Input for this task —
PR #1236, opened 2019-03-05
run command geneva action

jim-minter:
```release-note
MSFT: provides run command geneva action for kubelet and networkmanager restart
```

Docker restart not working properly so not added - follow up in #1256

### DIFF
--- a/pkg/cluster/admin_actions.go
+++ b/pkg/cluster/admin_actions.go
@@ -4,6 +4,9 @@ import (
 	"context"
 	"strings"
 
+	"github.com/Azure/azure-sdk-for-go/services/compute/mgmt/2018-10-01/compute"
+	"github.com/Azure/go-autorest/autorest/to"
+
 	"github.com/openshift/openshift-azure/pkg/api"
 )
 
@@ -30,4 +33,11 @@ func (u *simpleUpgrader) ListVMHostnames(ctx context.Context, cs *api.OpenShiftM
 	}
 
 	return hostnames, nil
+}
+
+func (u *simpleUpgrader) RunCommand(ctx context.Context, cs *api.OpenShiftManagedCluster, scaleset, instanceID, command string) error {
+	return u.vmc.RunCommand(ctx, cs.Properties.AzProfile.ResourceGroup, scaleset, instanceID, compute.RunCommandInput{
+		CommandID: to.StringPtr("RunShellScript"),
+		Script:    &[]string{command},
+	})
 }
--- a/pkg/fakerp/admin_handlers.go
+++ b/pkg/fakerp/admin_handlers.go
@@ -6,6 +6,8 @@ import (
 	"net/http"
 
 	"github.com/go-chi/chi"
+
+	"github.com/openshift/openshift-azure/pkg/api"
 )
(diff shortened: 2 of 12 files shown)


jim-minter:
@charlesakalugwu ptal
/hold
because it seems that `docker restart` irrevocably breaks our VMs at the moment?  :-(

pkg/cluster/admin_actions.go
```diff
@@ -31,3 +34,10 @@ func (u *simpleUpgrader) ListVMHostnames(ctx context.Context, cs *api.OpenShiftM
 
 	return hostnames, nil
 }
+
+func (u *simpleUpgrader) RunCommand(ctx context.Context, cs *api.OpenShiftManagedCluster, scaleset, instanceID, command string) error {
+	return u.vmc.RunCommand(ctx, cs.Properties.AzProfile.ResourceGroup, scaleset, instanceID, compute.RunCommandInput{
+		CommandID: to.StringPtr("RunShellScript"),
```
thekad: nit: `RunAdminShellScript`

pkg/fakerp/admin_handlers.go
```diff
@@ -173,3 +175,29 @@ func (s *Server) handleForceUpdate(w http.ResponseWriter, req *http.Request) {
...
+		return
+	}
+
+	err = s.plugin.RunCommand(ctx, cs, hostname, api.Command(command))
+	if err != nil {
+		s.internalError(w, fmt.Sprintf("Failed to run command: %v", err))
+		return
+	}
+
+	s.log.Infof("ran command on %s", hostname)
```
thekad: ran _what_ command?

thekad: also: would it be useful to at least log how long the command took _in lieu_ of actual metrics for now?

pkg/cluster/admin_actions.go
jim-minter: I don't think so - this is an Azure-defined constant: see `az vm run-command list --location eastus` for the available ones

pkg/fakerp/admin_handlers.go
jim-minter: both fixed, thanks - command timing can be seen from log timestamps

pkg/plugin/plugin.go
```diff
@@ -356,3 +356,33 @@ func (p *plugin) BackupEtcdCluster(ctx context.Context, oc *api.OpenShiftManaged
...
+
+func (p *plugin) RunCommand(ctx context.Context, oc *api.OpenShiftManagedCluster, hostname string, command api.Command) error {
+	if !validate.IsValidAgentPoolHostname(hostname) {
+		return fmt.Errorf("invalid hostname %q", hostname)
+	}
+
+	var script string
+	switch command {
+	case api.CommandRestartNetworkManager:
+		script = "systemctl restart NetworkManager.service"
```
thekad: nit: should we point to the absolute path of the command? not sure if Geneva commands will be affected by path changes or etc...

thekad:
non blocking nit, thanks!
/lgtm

Work required — Whenever a line of the listing above holds the word "plugin", copy that line.

Task answer —
+	err = s.plugin.RunCommand(ctx, cs, hostname, api.Command(command))
pkg/plugin/plugin.go
@@ -356,3 +356,33 @@ func (p *plugin) BackupEtcdCluster(ctx context.Context, oc *api.OpenShiftManaged
+func (p *plugin) RunCommand(ctx context.Context, oc *api.OpenShiftManagedCluster, hostname string, command api.Command) error {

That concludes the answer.